Who needs to master the Windows® keyboard interface?
People need choices in how they operate a PC. A well-designed computer system allows users to interact with software in different ways. Ideally, the mouse and keyboard interfaces are equally easy to learn and use. Unfortunately, operating Windows® by keyboard is less straightforward than by pointing and clicking. Nevertheless, some people have no choice but to learn mouseless techniques. For example:
- Individuals who are totally blind cannot see the mouse pointer, and therefore cannot use a mouse. Most blind individuals use a standard keyboard in conjunction with "screen reader" software. A screen reader translates information into synthetic speech, and can handle any information that can be represented as text, including menus, word processing documents, and hypertext links on web pages. Screen reader users need to know two sets of keyboard commands: those built into Windows® and Windows®-based applications, and those that drive the screen reader.

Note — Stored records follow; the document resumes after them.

PR #4923, opened 2026-06-15
Add egress rules to OSS guardian and goldmane network policies

### LINKED ISSUE #4804: guardian and goldmane network policies missing egress DNS rules
## Description

On an AKS cluster running the OSS Calico variant with tiered network policies, the `guardian` and `goldmane` pods in `calico-system` are unable to resolve DNS. Their egress UDP/53 traffic to CoreDNS in `kube-system` is being denied.

## Observed behavior

Whisker flow logs show denied flows:

Image

The blocking policy is implicit `calico-system.default-deny`.

## Analysis

Looking at the operator render code:

- `pkg/render/goldmane/component.go` — the `networkPolicy()` method only creates a policy with `Types: Ingress`. There are no egress rules at all for goldmane.

- `pkg/render/guardian.go` — the `ossNetworkPolicy()` function also only creates a policy with `Types: Ingress`. It allows inbound TCP from goldmane and inbound UDP/53, but does not define any egress.

Meanwhile, the enterprise path in `guardianCalicoSystemPolicy()` does call `networkpolicy.AppendDNSEgressRules(egressRules, cfg.OpenShift)`, so this issue seems specific to the OSS code path.

The `calico-system.default-deny` policy applies to all pods where `k8s-app != 'calico-apiserver'` and covers both Ingress and Egress types with no rules, so any pod without an explicit egress allow gets blocked.

For comparison, `calico-system.kube-controller-access` and `calico-system.apiserver-access` both include explicit egress rules allowing UDP/53 to CoreDNS, and those components work fine.

## Expected behavior

Both `guardian` and `goldmane` should be able to reach CoreDNS for DNS resolution, similar to how `calico-kube-controllers` and `calico-apiserver` have egress DNS rules in their respective policies.

Not adding those missing network policies just pollutes whisker denied flow logs.

## Environment

- Calico OSS variant (non-enterprise)
- AKS (Azure Kubernetes Service)
- Tigera operator helm chart v3.32.0

tmjd:
## Description

**Type:** bug fix.

In the OSS (Calico) variant, the `guardian` and `goldmane` network policies in the `calico-system` tier only declared **ingress** rules. All egress therefore fell through to the implicit `calico-system.default-deny` and was dropped — blocking DNS resolution and inter-component traffic for clusters connected to a management cluster, and polluting Whisker denied-flow logs. The enterprise Guardian path already builds egress via `AppendDNSEgressRules` + kube-API + tunnel rules; the OSS path short-circuited before any of it.

This PR adds the egress (and Whisker ingress) these components need to function under `default-deny`:

- **goldmane** — allow egress to DNS, the Kubernetes API server (its `Role` grants it ConfigMap access in `calico-system`), and guardian (flow-emitter POST). All destinations are known, so they are allowed explicitly with no trailing `Pass`.
- **guardian (OSS)** — allow egress to DNS, the Kubernetes API server, and goldmane (`:7443`), then a trailing `Pass`. Egress to the management-cluster tunnel endpoint is intentionally **not** rendered here: a domain-based management address would require the enterprise-only `EgressAccessControl` license, so the OSS policy cannot express it. The `Pass` defers that (and any other) egress to subsequent tiers for an administrator to allow. The enterprise path is unchanged.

- People who are deaf and blind cannot use a mouse, either. Most deaf and blind individuals use a standard keyboard, but "read" the screen using a hardware device called a refreshable Braille display.
- Individuals who have low-vision may be able to discern an enlarged mouse pointer, but finding and identifying targets may be visually taxing. In many situations, pressing two or three keys is easier and more reliable than reaching for the mouse, finding the pointer, hunting for a small screen object, and clicking on it. Using the keyboard instead of the mouse reduces eye strain associated with pointing and clicking.
- Users with upper-body mobility impairments, including one-handed typists, toe-typists, and people with dystonia and cerebral palsy, may also find it awkward to point and click. Ditto for individuals who access computers via mouthstick, headstick, or similar appliance.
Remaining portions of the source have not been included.